Yeap it's fine to use dogs to hunt for deer.  I am aware of that 

Does that mean that it's ok to pursue deer with dogs then?


----------



## zigzagzig (2 April 2009)

"In our judgment, for the reasons which we have indicated, the term "hunts" a wild mammal with a dog, as used in section 1 of the Hunting Act 2004, does not include the mere searching for an unidentified wild mammal for the purpose of stalking or flushing it."

Ergo, as I've been repeatedly telling you, what you do isn't hunting and the Hunting Act doesn't apply.


----------



## Hebegebe (2 April 2009)

But I wasn't talking about 

"the mere searching for an unidentified wild mammal for the purpose of stalking or flushing it."

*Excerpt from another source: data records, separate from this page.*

PR #1343, opened 2019-07-14
Will's RPS game. It don't look pretty but it works (hopefully!)

willhowes:


lib/game.rb
```diff
@@ -0,0 +1,38 @@
...
+
+  def select_weapon(weapon)
+    @player_weapon = weapon
+  end
+
+  def result
+    OUTCOMES[@player_weapon.to_sym][@computer_weapon]
+  end
+
+  def confirm_winner
```
loicdewit: Could use a case statement to make it more concise, although it's a detail.

lib/random_weapon.rb
```diff
@@ -0,0 +1,12 @@
+class RandomWeapon
+  def weapon
+    weapons = [:rock, :paper, :scissors]
+    weapons[random_num]
+  end
+
```
loicdewit: Could use the sample method. This would allow you to reduce this file to two lines.

views/index.erb
```diff
@@ -0,0 +1,8 @@
+<h1>ROCK PAPER SCISSORS!</h1>
+<h2>Sign in to play</h2>
+<form action="/names" method="post">
+  <label for="player_name">
```
loicdewit: The comments I am making are quite trivial/about details but that's because overall the code is very readable. 

Having said that, I think it is good practice to close the HTML elements you create with closing tags. For instance, in your label: </label>

views/result.erb
```diff
@@ -0,0 +1,7 @@
+<h1><%=@game.confirm_winner%></h1>
```
loicdewit: Could have set to a variable and then call the variable using ERB.

PR #1344, opened 2019-07-14
Rianne's RPS game 

riannemcc:


lib/game.rb
```diff
@@ -0,0 +1,33 @@
...
+  end
+
+  def self.instance
+    @game
+  end
+
+  def result
+    computer_turn = @computer.computer_turn
+    player_turn = @player.chosen_item
+    return "It's a draw!" if player_turn == computer_turn
```
ted-scanlan: could be made even tidier if you make the conditionals their own method e.g. return "its a draw" if draw?   (with draw being another method)

app.rb
```diff
@@ -0,0 +1,37 @@
...
+  end
+
+  post '/name' do
+    player = Player.new(params[:player_name])
+    @game = Game.create(player, Computer.new)
+    redirect '/play'
+  end
+
+  before do
+    @game = Game.instance
```
ted-scanlan: I dont quite understand what this bit is doing. why does game need to create an instance of itself when youve already created a game in the 'post' stage?

app.rb
```diff
@@ -0,0 +1,37 @@
...
+  end
+
+  get '/play' do
+    erb :play
+  end
+
+  post '/game' do
+    item = params[:item].to_sym
```
ted-scanlan: This could be wrong, but should'nt something like converting a paramter to a symbol be done in the model, as it requires ruby logic?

So what is the relevance of that?

I was discussing deliberately flushing out and chasing an identified animal.


----------



## Bunce (2 April 2009)

That judgment says it is not illegal to search for an unidentified animal.  It's ridiculous to use it to suggest it isn't illegal to chase an identified animal.  You quite clearly either do not have a clue what you are talking about or are deliberately trying to sow confusion.

It is illegal to chase wild mammals with dogs.  End of.

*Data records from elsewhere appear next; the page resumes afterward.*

PR #1346, opened 2019-07-14
RPS World Championship 

ckettell:


lib/rps_calculator.rb
```diff
@@ -0,0 +1,52 @@
...
+
+class RpsCalculator
+
+  attr_reader :choice, :name, :rival
+
+  def initialize(choice, name = "Gladiator")
+    @choice = choice
+    @name = name
+    @rival
+    @rules = {
```
hemser1: This seems heavy on the initialize method, could this get broken into another method?

lib/rps_calculator.rb
```diff
@@ -0,0 +1,52 @@
...
+      end
+    end
+
+    private
+
+    def result
+      @rules["#{@choice.downcase}/#{opponent}"]
+    end
+
+    def opponent
```
hemser1: could this be broken into a new class inline with SRP?

spec/features/greeting_spec.rb
```diff
@@ -0,0 +1,19 @@
+require 'capybara/rspec'
+
+feature 'Opening page' do
+  scenario 'The opening page asks the user to enter their name and weapon choice' do
+    visit ('/')
+    expect(page).to have_content "Welcome, Gladiator. Enter your name and choose your weapon"
+  end
+end
+
+feature 'The battle page' do
```
hemser1: With rubocop, should we remove all hashed out code before pushing? (I don't know the answer I am just saying! haha)

PR #1356, opened 2019-07-15
my version of the rps challenge

richieganney:


app.rb
```diff
@@ -0,0 +1,37 @@
...
+    session[:player_1] = params[:player_1]
+    redirect '/game'
+  end
+  
+  get '/game' do
+    @player_1 = session[:player_1]
+    erb :game
+  end
+
+  get '/rock' do
```
TBrockster: I think this should be done with only 1 route, and the logic pushed down to the model.

lib/game.rb
```diff
@@ -0,0 +1,41 @@
+class Game
+  
+  attr_reader :computer
+
+  def initialize
+    @computer = ["rock", "paper", "scissors"].sample
+  end
+
+  def play(choice)
```
TBrockster: This can be done in a slightly 'cleverer' way - https://stackoverflow.com/questions/26393870/ruby-rock-paper-scissor-game-using-while-if-else-statements-player-vs-comput

views/game.erb
```diff
@@ -0,0 +1,15 @@
+<html>
+    <body style="background-color:rgb(66, 190, 194)">
```
TBrockster: I like the CSS.

PR #1358, opened 2019-07-15
bit late...sorry.

hjdr:


app/controllers/application_controller.rb
```diff
@@ -0,0 +1,48 @@
...
+    set :views, "app/views"
+    set :public_dir, "public"
+  end
+
+  get '/' do
+    erb(:index)
+  end
+
+  post '/name' do
+    session[:name] = Player.new(params[:name])
```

What was key in the unfortunate acquittal of Tony Wright was that he was found to have taken reasonable steps to ensure the foxes were shot.  Without this finding if he had merely intended to chase he would have been found guilty.


----------



## Hebegebe (2 April 2009)

It is illegal to chase wild mammals with dogs.  End of.
		
Click to expand...

Not quite true.  He did chase them.

You can chase them as long as you take reasonable steps to shoot them dead too.

It's this killing that is the key requirement.


----------



## combat_claire (2 April 2009)

The key finding in fact is that the burden of proof shifts from the defendant to the prosecution and now matches every other offence in the UK legal system

I see Bunce still hasn't found either the time or the inclination to read Schedule 1 and familiarise himself with what the Act actually says.


----------



## zigzagzig (2 April 2009)

The Wright case certainyl kicks your Exmoor jaunts into touch where the deer are scared by the sight of your dogs.

As for you shooing deer away from your copse, the Wright case tells us:

"It is uncontentious that, whatever "hunts" means in section 1, hunting is by definition intentional." What's more, any prosecution would need to prove "to the criminal standard" what the defendant's intention was. 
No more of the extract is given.